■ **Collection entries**
# # #

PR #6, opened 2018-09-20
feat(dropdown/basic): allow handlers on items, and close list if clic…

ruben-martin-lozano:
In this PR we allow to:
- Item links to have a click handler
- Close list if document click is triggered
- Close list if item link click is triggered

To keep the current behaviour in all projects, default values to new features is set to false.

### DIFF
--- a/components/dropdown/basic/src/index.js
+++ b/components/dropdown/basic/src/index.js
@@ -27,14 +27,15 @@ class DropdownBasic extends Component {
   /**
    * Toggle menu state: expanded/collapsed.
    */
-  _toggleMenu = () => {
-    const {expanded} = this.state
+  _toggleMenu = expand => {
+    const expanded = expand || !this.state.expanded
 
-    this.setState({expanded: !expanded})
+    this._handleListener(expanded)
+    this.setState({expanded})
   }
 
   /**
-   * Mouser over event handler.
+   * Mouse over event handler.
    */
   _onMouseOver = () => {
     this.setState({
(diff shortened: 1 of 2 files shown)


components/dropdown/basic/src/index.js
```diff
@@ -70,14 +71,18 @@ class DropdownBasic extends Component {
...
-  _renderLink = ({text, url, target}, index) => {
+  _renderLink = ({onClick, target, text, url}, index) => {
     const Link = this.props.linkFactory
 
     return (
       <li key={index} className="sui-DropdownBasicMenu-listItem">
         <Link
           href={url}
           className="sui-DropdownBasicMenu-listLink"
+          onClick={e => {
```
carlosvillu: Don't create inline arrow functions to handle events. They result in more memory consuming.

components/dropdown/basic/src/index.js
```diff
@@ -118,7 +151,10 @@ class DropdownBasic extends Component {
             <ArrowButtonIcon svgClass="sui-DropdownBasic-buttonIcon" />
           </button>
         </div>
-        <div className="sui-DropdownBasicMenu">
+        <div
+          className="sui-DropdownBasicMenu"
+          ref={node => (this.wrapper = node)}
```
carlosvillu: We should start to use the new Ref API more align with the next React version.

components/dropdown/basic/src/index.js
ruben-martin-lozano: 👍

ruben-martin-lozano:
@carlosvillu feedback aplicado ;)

# # #

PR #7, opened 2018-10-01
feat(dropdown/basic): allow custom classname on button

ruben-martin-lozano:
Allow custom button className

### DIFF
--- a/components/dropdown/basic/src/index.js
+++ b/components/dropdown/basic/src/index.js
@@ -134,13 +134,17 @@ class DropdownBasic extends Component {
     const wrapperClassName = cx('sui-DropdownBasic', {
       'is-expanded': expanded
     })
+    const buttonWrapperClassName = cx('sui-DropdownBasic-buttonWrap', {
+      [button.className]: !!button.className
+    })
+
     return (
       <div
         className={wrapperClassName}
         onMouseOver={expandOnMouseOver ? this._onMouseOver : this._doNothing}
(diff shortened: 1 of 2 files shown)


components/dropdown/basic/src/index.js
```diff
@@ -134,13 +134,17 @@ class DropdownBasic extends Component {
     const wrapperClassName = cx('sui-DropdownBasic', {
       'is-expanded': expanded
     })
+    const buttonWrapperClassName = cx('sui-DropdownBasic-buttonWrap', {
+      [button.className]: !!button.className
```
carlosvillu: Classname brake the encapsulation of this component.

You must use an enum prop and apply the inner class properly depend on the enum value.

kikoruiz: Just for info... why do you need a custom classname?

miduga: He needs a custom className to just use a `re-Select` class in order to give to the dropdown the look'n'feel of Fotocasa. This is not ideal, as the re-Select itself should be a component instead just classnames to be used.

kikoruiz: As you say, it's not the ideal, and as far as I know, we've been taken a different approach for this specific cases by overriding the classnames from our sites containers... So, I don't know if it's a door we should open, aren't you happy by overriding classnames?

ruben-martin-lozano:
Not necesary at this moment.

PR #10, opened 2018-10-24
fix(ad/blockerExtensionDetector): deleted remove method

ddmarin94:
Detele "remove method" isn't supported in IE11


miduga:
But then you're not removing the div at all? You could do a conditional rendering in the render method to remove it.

# # #

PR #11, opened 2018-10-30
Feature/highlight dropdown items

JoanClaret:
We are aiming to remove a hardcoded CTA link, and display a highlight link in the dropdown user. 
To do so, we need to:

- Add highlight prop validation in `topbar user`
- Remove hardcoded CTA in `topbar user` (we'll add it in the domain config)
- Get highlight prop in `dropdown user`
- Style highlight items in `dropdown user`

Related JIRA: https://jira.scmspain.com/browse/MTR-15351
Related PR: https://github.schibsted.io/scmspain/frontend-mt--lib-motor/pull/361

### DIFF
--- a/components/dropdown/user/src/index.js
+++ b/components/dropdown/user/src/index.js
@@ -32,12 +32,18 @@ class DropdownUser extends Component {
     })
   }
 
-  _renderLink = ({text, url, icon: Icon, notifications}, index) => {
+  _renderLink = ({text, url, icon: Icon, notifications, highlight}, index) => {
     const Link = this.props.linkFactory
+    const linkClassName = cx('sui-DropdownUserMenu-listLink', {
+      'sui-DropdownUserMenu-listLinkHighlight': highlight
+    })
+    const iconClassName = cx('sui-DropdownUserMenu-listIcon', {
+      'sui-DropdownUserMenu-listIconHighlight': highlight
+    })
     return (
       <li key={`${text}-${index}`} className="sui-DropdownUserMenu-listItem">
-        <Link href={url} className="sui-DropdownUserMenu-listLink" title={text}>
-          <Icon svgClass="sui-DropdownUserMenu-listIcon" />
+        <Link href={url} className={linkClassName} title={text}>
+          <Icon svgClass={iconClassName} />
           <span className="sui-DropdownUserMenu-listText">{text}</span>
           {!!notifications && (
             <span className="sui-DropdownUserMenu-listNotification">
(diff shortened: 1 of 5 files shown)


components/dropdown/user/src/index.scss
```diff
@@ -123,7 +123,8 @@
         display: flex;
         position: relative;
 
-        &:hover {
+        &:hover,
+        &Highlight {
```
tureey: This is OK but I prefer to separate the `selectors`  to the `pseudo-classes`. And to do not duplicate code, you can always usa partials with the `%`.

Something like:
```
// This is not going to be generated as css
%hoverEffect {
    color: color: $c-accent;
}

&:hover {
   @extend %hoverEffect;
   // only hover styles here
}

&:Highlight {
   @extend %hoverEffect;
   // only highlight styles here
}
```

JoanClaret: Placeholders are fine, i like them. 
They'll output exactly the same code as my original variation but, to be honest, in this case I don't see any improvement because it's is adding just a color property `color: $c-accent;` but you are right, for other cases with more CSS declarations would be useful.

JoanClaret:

# # #

■ **Problem requirements**
Please copy the lines above from the line with "Mouser over event handler." up to and including the line with "carlosvillu: Don't create", exactly as written and with nothing else.

■ **Exercise result**
-   * Mouser over event handler.
+   * Mouse over event handler.
    */
   _onMouseOver = () => {
     this.setState({
(diff shortened: 1 of 2 files shown)


components/dropdown/basic/src/index.js
```diff
@@ -70,14 +71,18 @@ class DropdownBasic extends Component {
...
-  _renderLink = ({text, url, target}, index) => {
+  _renderLink = ({onClick, target, text, url}, index) => {
     const Link = this.props.linkFactory
 
     return (
       <li key={index} className="sui-DropdownBasicMenu-listItem">
         <Link
           href={url}
           className="sui-DropdownBasicMenu-listLink"
+          onClick={e => {
```
carlosvillu: Don't create inline arrow functions to handle events. They result in more memory consuming.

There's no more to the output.